PR #1304, opened 2022-03-31
Add support to limit the affine scope

chentong319:
Krnl loop may not are affine wrt the function region. This PR provide the support to limit the affine scope.
1. KrnlRegionOp is introduced. The region of this op has `AffineScope` trait and all the symbol defined at top of this region will be valid symbol for affine.for inside this region.
2. KrnlRegionOp is added to the body of LoopOp and the dynamic accumulation of loop result. Previously, verifier of affine.for failed for those loops.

### Work order
Search the entries for the string "support" and collect each line that has it.

### Written answer
Add support to limit the affine scope
Krnl loop may not are affine wrt the function region. This PR provide the support to limit the affine scope.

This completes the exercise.